Re: [PATCH] memcg: oom: ignore oom warnings from memory.max

From: Shakeel Butt
Date: Mon May 04 2020 - 15:24:08 EST


On Mon, May 4, 2020 at 9:06 AM Michal Hocko <mhocko@xxxxxxxxxx> wrote:
>
> On Mon 04-05-20 08:35:57, Shakeel Butt wrote:
> > On Mon, May 4, 2020 at 8:00 AM Michal Hocko <mhocko@xxxxxxxxxx> wrote:
> > >
> > > On Mon 04-05-20 07:53:01, Shakeel Butt wrote:
> [...]
> > > > I am trying to see if "no eligible task" is really an issue and should
> > > > be warned for the "other use cases". The only real use-case I can
> > > > think of are resource managers adjusting the limit dynamically. I
> > > > don't see "no eligible task" a concerning reason for such use-case.
> > >
> > > It is very much a concerning reason to notify about like any other OOM
> > > situation due to hard limit breach. In this case it is worse in some
> > > sense because the limit cannot be trimmed down because there is no
> > > directly reclaimable memory at all. Such an oom situation is
> > > effectivelly conserved.
> > > --
> >
> > Let me make a more precise statement and tell me if you agree. The "no
> > eligible task" is concerning for the charging path but not for the
> > writer of memory.max. The writer can read the usage and
> > cgroup.[procs|events] to figure out the situation if needed.
>
> I really hate to repeat myself but this is no different from a regular
> oom situation.

Conceptually yes there is no difference but there is no *divine
restriction* to not make a difference if there is a real world
use-case which would benefit from it.

> Admin sets the hard limit and the kernel tries to act
> upon that.
>
> You cannot make any assumption about what admin wanted or didn't want
> to see.

Actually we always make assumptions on how the feature we implement
will be used and as new use-cases come the assumptions evolve.

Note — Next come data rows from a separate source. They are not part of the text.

PR #7582, opened 2022-01-19
feat: lifecycle hook

sarabala1979:
hook

* [ ] Run `make pre-commit -B` to fix codegen, lint, and commit message problems.

Create your PR as a draft.

  does not need to pass.
* Say how how you tested your changes. If you changed the UI, attach screenshots.

Tips:

* You can ask for help!


examples/life-cycle-hooks.yaml
```diff
@@ -0,0 +1,96 @@
+    apiVersion: argoproj.io/v1alpha1
```
alexec, line 1: this is a long example, and I think it makes it hard to understand how this works

examples/life-cycle-hooks.yaml
```diff
@@ -0,0 +1,96 @@
...
+    kind: Workflow
+    metadata:
+      generateName: lifecycle-hook-
+    spec:
+      entrypoint: diamond
+      hooks:
+        exit:
+          template: http
+        running:
+          expression: "{{workflow.status}} == Running"
```
alexec, line 11: I strongly believe we should be avoiding `{{` if we can. Instead, could this be `workflow.status == 'Running'` instead.

pkg/apis/workflow/v1alpha1/workflow_types.go
```diff
@@ -373,6 +373,24 @@ type WorkflowSpec struct {
 
 	// ArchiveLogs indicates if the container logs should be archived
 	ArchiveLogs *bool `json:"archiveLogs,omitempty" protobuf:"varint,40,opt,name=archiveLogs"`
+
+	// Hooks holds the lifecycle hook which is invoked at lifecycle of
+	// step, irrespective of the success, failure, or error status of the primary step
+	Hooks LifecycleHooks `json:"hooks,omitempty" protobuf:"bytes,41,opt,name=hooks"`
+}
+
+func (wfs *WorkflowSpec) GetExitHook(args Arguments) *LifecycleHook {
```
alexec, line 382: smart

pkg/apis/workflow/v1alpha1/workflow_types.go
```diff
@@ -373,6 +373,24 @@ type WorkflowSpec struct {
...
+		return nil
+	}
+	if wfs.OnExit != "" {
+		return &LifecycleHook{Template: wfs.OnExit, Arguments: args}
+	}
+	return wfs.Hooks.GetExitHook().WithArgs(args)
+}
+
+func (wfs *WorkflowSpec) HasExitHook() bool {
+	return (wfs.Hooks != nil && wfs.Hooks.GetExitHook() != nil) || wfs.OnExit != ""
```
alexec, line 393: minor- as Hooks is a map, and therefore a pointer, you could make Hooks.GetExitHook do a nil check

workflow/common/util.go
```diff
@@ -360,3 +360,7 @@ func IsDone(un *unstructured.Unstructured) bool {
 		un.GetLabels()[LabelKeyCompleted] == "true" &&
 		un.GetLabels()[LabelKeyWorkflowArchivingStatus] != "Pending"
 }
+
+func GenerateLifeHookNodeName(parentNodeName string, hookName string) string {
```
alexec, line 364: please avoid adding to this file, and move to own file, e.g. hooks.go

workflow/controller/dag.go
```diff
@@ -247,6 +247,19 @@ func (woc *wfOperationCtx) executeDAG(ctx context.Context, nodeName string, tmpl
...
 		taskNode := dagCtx.getTaskNode(taskName)
+
+		if taskNode != nil {
+			task := dagCtx.GetTask(taskName)
+			scope, err := woc.buildLocalScopeFromTask(dagCtx, task)
+			if err != nil {
+				woc.markNodeError(node.Name, err)
+			}
+			scope.addParamToScope(fmt.Sprintf("tasks.%s.status", task.Name), string(node.Phase))
+			err = woc.executeLifeCycleHook(ctx, scope, dagCtx.GetTask(taskName).Hooks, taskNode, dagCtx.boundaryID, dagCtx.tmplCtx, "tasks."+taskName)
```
alexec, line 258: scope will be nil because error fall through, should we exit on line 255?

workflow/controller/dag.go
```diff
@@ -358,6 +371,17 @@ func (woc *wfOperationCtx) executeDAGTask(ctx context.Context, dagCtx *dagContex
 			woc.controller.syncManager.Release(woc.wf, node.ID, tmpl.Synchronization)
 		}
 
+		task := dagCtx.GetTask(taskName)
+		scope, err := woc.buildLocalScopeFromTask(dagCtx, task)
+		if err != nil {
+			woc.markNodeError(node.Name, err)
```
alexec, line 377: should we return here?

workflow/controller/dag.go
```diff
@@ -247,6 +247,19 @@ func (woc *wfOperationCtx) executeDAG(ctx context.Context, nodeName string, tmpl
 		// complete (since the DAG itself will have succeeded). To ensure that their exit handlers are run we also run them here. Note that
 		// calls to runOnExitNode are idempotent: it is fine if they are called more than once for the same task.
 		taskNode := dagCtx.getTaskNode(taskName)
+
+		if taskNode != nil {
+			task := dagCtx.GetTask(taskName)
+			scope, err := woc.buildLocalScopeFromTask(dagCtx, task)
+			if err != nil {
+				woc.markNodeError(node.Name, err)
```
alexec, line 255: should we return here?

workflow/controller/hooks.go
```diff
@@ -0,0 +1,109 @@
+package controller
```
alexec, line 1: own file - nice

workflow/controller/hooks.go
```diff
@@ -0,0 +1,109 @@
...
+	"github.com/argoproj/argo-workflows/v3/workflow/common"
+	"github.com/argoproj/argo-workflows/v3/workflow/templateresolution"
+)
+
+func IsExitHook(hookName wfv1.LifecycleEvent) bool {
+	return hookName == wfv1.ExitLifecycleEvent
+}
+
+func (woc *wfOperationCtx) executeWfLifeCycleHook(ctx context.Context, tmplCtx *templateresolution.Context) error {
+	if woc.wf.Spec.Hooks != nil && len(woc.wf.Spec.Hooks) > 0 {
```
alexec, line 19: minor - len(nil) == 0, you don't need nil check on this line,

moreover, as you're looping on 20, you don't need this guard at all `range nil` does not panic

workflow/controller/hooks.go
```diff
@@ -0,0 +1,109 @@
...
+		for hookName, hook := range woc.wf.Spec.Hooks {
+			//exit hook will be execute in runOnExitNode
+			if IsExitHook(hookName) {
+				continue
+			}
+			// Replace hook's parameters
+			hookBytes, err := json.Marshal(hook)
+			if err != nil {
+				return errors.InternalWrapError(err)
```
alexec, line 28: is there a strong reason to wrap like this? would it be good to use `fmt.Errorf` and add some diagnostics?

workflow/controller/hooks.go
```diff
@@ -0,0 +1,109 @@
...
+				return err
+			}
+			if execute {
+				hookNodeName := common.GenerateLifeHookNodeName(woc.wf.ObjectMeta.Name, string(hookName))
+				woc.log.WithField("lifeCycleHook", hookName).WithField("node", hookNodeName).Infof("Running workflow level hooks")
+				_, err := woc.executeTemplate(ctx, hookNodeName, &wfv1.WorkflowStep{Template: hook.Template}, tmplCtx, hook.Arguments, &executeTemplateOpts{})
+				if err != nil {
+					return err
+				}
+				woc.addChildNode(woc.wf.ObjectMeta.Name, hookNodeName)
```
alexec, line 50: minor - `ObjectMeta.` should not be needed

workflow/controller/hooks.go
```diff
@@ -0,0 +1,109 @@
...
+			}
+		}
+	}
+	return nil
+}
+
+func (woc *wfOperationCtx) executeLifeCycleHook(ctx context.Context, scope *wfScope, lifeCycleHooks wfv1.LifecycleHooks, parentNode *wfv1.NodeStatus, boundaryID string, tmplCtx *templateresolution.Context, prefix string) error {
+
+	if lifeCycleHooks == nil {
```
alexec, line 59: guard not needed, you'll range on a nil, which is fine

workflow/controller/hooks.go
```diff
@@ -0,0 +1,109 @@
...
+					return err
+				}
+				woc.addChildNode(woc.wf.ObjectMeta.Name, hookNodeName)
+			}
+		}
+	}
+	return nil
+}
+
+func (woc *wfOperationCtx) executeLifeCycleHook(ctx context.Context, scope *wfScope, lifeCycleHooks wfv1.LifecycleHooks, parentNode *wfv1.NodeStatus, boundaryID string, tmplCtx *templateresolution.Context, prefix string) error {
```
alexec, line 57: Do you need two similar funds? Could one of the funds be enough?

workflow/controller/operator.go
```diff
@@ -1634,6 +1648,9 @@ func (woc *wfOperationCtx) executeTemplate(ctx context.Context, nodeName string,
 
 	// Inputs has been processed with arguments already, so pass empty arguments.
 	processedTmpl, err := common.ProcessArgs(resolvedTmpl, &args, woc.globalParams, localParams, false, woc.wf.Namespace, woc.controller.configMapInformer)
+	if errorsutil.IsTransientErr(err) {
```
alexec, line 1651: this _could_ come in a separate PR, but I don't feel strongly

alexec (changes requested):
Mostly minor comments, e.g. some code that can be simpler and one question about refactoring. 

Do not use `{{}}` syntax. It confuses users. We have bugs in that code that are hard to fix. We're trying to move away from it. Instead, use the "expr" style.

workflow/controller/hooks.go
sarabala1979: yes, one is workflow level and another one is template level. The template level has more logic to find the parent node.
Want to keep simple and small functions

pkg/apis/workflow/v1alpha1/workflow_types.go
alexec, line 382: do you have unit tests for this?

workflow/controller/dag.go
```diff
@@ -358,6 +373,17 @@ func (woc *wfOperationCtx) executeDAGTask(ctx context.Context, dagCtx *dagContex
...
 
+		task := dagCtx.GetTask(taskName)
+		scope, err := woc.buildLocalScopeFromTask(dagCtx, task)
+		if err != nil {
+			woc.markNodeError(node.Name, err)
+		}
+		scope.addParamToScope(fmt.Sprintf("tasks.%s.status", task.Name), string(node.Phase))
+		err = woc.executeTmplLifeCycleHook(ctx, scope, dagCtx.GetTask(taskName).Hooks, node, dagCtx.boundaryID, dagCtx.tmplCtx, "tasks."+taskName)
+		if err != nil {
+			woc.markNodeError(node.Name, err)
```
alexec, line 384: do you need to return here?

workflow/controller/hooks.go
```diff
@@ -0,0 +1,92 @@
...
+}
+
+func (woc *wfOperationCtx) executeTmplLifeCycleHook(ctx context.Context, scope *wfScope, lifeCycleHooks wfv1.LifecycleHooks, parentNode *wfv1.NodeStatus, boundaryID string, tmplCtx *templateresolution.Context, prefix string) error {
+
+	for hookName, hook := range lifeCycleHooks {
+		//exit hook will be execute in runOnExitNode
+		if IsExitHook(hookName) {
+			continue
+		}
+		execute, err := shouldExecuteHook(hook.Expression, woc.globalParams.Merge(scope.getParameters()))
```
alexec, line 50: I'm not a fan of passing parameters and then doing some sed on the names. I think we should pass the expr env explicitly as a map, e.g.

```golang
execute, err := shouldExecuteHook(hook.Expression, map[string]interface{} {
"step": map[string]interface{} {
  "status": ...
}
})
```

alexec (commented):
Continuing on the expressions, we should not lean on any parameters code at all.

Instead, explicitly create an expr env with the variables you need.

alexec (commented):
I think we could probably do with a few more tests too.

sarabala1979:
> I think we could probably do with a few more tests too.

added test

workflow/controller/dag.go
sarabala1979: No Exit handle need to run

pkg/apis/workflow/v1alpha1/workflow_types.go
sarabala1979: added

sarabala1979:
> I think we could probably do with a few more tests too.

added test

workflow/controller/hooks.go
```diff
@@ -0,0 +1,94 @@
...
+			return err
+		}
+	}
+	return nil
+}
+
+func getEnv(parameters common.Parameters) map[string]interface{} {
+	params := make(map[string]interface{})
+	for key, value := range parameters {
+		params[strings.Replace(key, "-", "_", -1)] = value
```
alexec, line 83: this is the line of code I'd like to see gone

alexec (commented):
I'm going to push you harder to get rid of parameters in this. It's still translating from the old paradigm (parameters + templating) to new paradigm (expr + env). This hides the translation and could allow new bugs to appear. 

Instead, create a new env explicitly.

We could pair program this if you like.

workflow/controller/hooks.go
```diff
@@ -0,0 +1,99 @@
...
+
+	wfv1 "github.com/argoproj/argo-workflows/v3/pkg/apis/workflow/v1alpha1"
+	"github.com/argoproj/argo-workflows/v3/util/expr/argoexpr"
+	"github.com/argoproj/argo-workflows/v3/util/expr/env"
+	"github.com/argoproj/argo-workflows/v3/util/template"
+	"github.com/argoproj/argo-workflows/v3/workflow/templateresolution"
+)
+
+func IsExitHook(hookName wfv1.LifecycleEvent) bool {
+	return hookName == wfv1.ExitLifecycleEvent
```
alexec, line 15: minor - I think you should just inline this func

workflow/controller/hooks.go
```diff
@@ -0,0 +1,99 @@
...
+		if !hookNode.Fulfilled() {
+			completed = false
+			break
+		}
+	}
+	return completed, nil
+}
+
+func shouldExecuteHook(expression string, env map[string]interface{}) (bool, error) {
+	return argoexpr.EvalBool(expression, env)
```
alexec, line 94: minor - I think you should inline

alexec (commented):
I think we need to have more tests, including tests that use `WorkflowTemplate` and `workflowTemplateRef` and `templateRef`

sarabala1979:
> I think we need to have more tests, including tests that use `WorkflowTemplate` and `workflowTemplateRef` and `templateRef`

Thanks  for identifying. I tested  all `templateRef` and `workflowTemplateRef` scenario and added unit  test

image

sarabala1979:
@alexec can you take a quick look ? I  addressed all your comments and added testcases for WFT sceanrios. I tested manually also.

alexec (approved):
I'm going to approve this and open two new tickets for more tests and for docs.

> We simply trigger the oom killer on memory.max and this is a
> documented behavior. No eligible task or no task at all is a simply a
> corner case

For "sweep before tear down" use-case this is not a corner case.

> when the kernel cannot act and mentions that along with the
> oom report so that whoever consumes that information can debug or act on
> that fact.
>
> Silencing the oom report is simply removing a potentially useful
> aid to debug further a potential problem.

*Potentially* useful for debugging versus actually beneficial for
"sweep before tear down" use-case. Also I am not saying to make "no
dumps for memory.max when no eligible tasks" a set in stone rule. We
can always reevaluate when such information will actually be useful.

Johannes/Andrew, what's your opinion?